Вряд ли это прямая эстафета: прочел Пушкина и – ответил, вступил в диалог. Аллюзии, невольные аналогии скорее возникают в сознании читателя, нежели являются сверхзадачей авторов – слишком разные это произведения, как будто бы несходными темами вдохновленные. В этом смысле отмеченные нами переклички произвольно выбранных текстов случайны. А вот онтологические озарения, совпавшие у художников, отнюдь не случайны и имеют архетипические корни, ощутить которые дано не каждому.

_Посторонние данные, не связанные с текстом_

PR #952, opened 2021-04-28
fix(windows): fix PluginComponentTest

fufranci:
**Issue #, if available:**

**Description of changes:**

**Checklist:**

### DIFF
--- a/src/integrationtests/java/com/aws/greengrass/integrationtests/lifecyclemanager/PluginComponentTest.java
+++ b/src/integrationtests/java/com/aws/greengrass/integrationtests/lifecyclemanager/PluginComponentTest.java
@@ -10,6 +10,7 @@ import com.aws.greengrass.componentmanager.ComponentStore;
 import com.aws.greengrass.componentmanager.DependencyResolver;
 import com.aws.greengrass.componentmanager.KernelConfigResolver;
 import com.aws.greengrass.componentmanager.exceptions.PackageDownloadException;
+import com.aws.greengrass.componentmanager.exceptions.PackageLoadingException;
 import com.aws.greengrass.componentmanager.exceptions.PackagingException;
 import com.aws.greengrass.componentmanager.models.ComponentIdentifier;
 import com.aws.greengrass.config.Topics;
@@ -221,8 +222,7 @@ class PluginComponentTest extends BaseITCase {
 
     @Test
     void GIVEN_plugin_added_and_removed_WHEN_plugin_added_again_THEN_plugin_is_loaded_into_JVM(ExtensionContext context) throws Exception {
-        ignoreExceptionOfType(context, PackageDownloadException.class);
-        ignoreExceptionOfType(context, SdkClientException.class);
+        ignoreExceptionOfType(context, PackageLoadingException.class);
 
         // launch Nucleus
         kernel.parseArgs();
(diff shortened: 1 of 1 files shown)


src/integrationtests/java/com/aws/greengrass/integrationtests/lifecyclemanager/PluginComponentTest.java
```diff
@@ -221,8 +222,7 @@ void GIVEN_kernel_WHEN_deploy_new_plugin_THEN_plugin_is_loaded_into_JVM(Extensio
 
     @Test
     void GIVEN_plugin_added_and_removed_WHEN_plugin_added_again_THEN_plugin_is_loaded_into_JVM(ExtensionContext context) throws Exception {
-        ignoreExceptionOfType(context, PackageDownloadException.class);
-        ignoreExceptionOfType(context, SdkClientException.class);
+        ignoreExceptionOfType(context, PackageLoadingException.class);
```
fufranci, line 225: I have to add this to make this test to pass. However, I don't think this is the ideal/correct solution.

This exception is generated when the test removes the plugin [here](https://github.com/aws-greengrass/aws-greengrass-nucleus/blob/main/src/integrationtests/java/com/aws/greengrass/integrationtests/lifecyclemanager/PluginComponentTest.java#L244). The ComponentStore wants to delete the component. One of the step to delete the component is to delete the artifacts [here](https://github.com/aws-greengrass/aws-greengrass-nucleus/blob/main/src/main/java/com/aws/greengrass/componentmanager/ComponentStore.java#L249). However the component jar file cannot be deleted. I think it is still being used. 

I think the correct way to fix this test on Windows is to find where is holding on to the jar file. Mostly likely a file resource is not closed yet. But I don't know where is holding on an component artifact.

The complete output of running the test is [here](https://paste.amazon.com/show/fufranci/1619643916).

MikeDombo: It would be open in EZPlugins which keeps a list of all the classloaders. One of the classloaders will probably hold a handle to the file.

MikeDombo: All the classloaders get closed when the context is closed.

MikeDombo: However we cannot close the loader while the nucleus is still running; things would almost certainly break.

You could try `pluginclass.getClassLoader().close()` to close it directly. That _might_ avoid problems, not sure really.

Так какой же смысл нашли прислушивающиеся к «жизни мышьей беготне» авторы? Почему бесстрастность, отстраненность «первой природы» – природы без человека – не пугает их? Что это: желание скорейшего растворения в космосе, освобождающего от ответственности жить? Ни в коей мере! Долгое внимательное вглядывание в субстанцию жизни/смерти вернуло их (с точки зрения времени и пространства мировой культуры) на круги своя: 1) макрокосм, как во множестве Б. Мандельброта дублируемый микрокосмами, имеет отличие от сообщества людей: жизнь своего организма он не оценивает с точки зрения морали, этики, эмоций, а еще точнее – категория оценки вообще в нем отсутствует. Наш первобытный предок сумел почувствовать равновесие космоса, в котором нет единственной точки зрения, нет правых и виноватых. Здесь какая-то другая целесообразность, каждому живущему подаренная, но не каждому явленная для осознания; 2) с того момента, как homo sapiens стал обозначать названиями явления «первой» природы и создавать «вторую», рукотворную, он не отличал себя от мира вокруг и даже знал последний лучше, смотря на него со стороны. Повернув долгое время спустя взор внутрь себя, человек линейного времени претерпел кардинальные изменения, усложнился, взрастил гордыню человекобожия и пострадал от нее, поняв, наконец, что находится в тупике. И только гениям цивилизованного человечества дано вернуть это понимание мудрости: молчащей природы, безоценочного равновесия, великого смысла «вечного возвращения» – колесо жизни неостановимо, и человек цивилизации, создатель второй природы, все еще может, прильнув к материнскому лону космоса, поверить в единый высший смысл всего живого, как верит воскресающий каждую весну одуванчик: «Если б ты каждый год умирал, / Ты бы тоже в бессмертие верил» [Кушнер 2006: 284].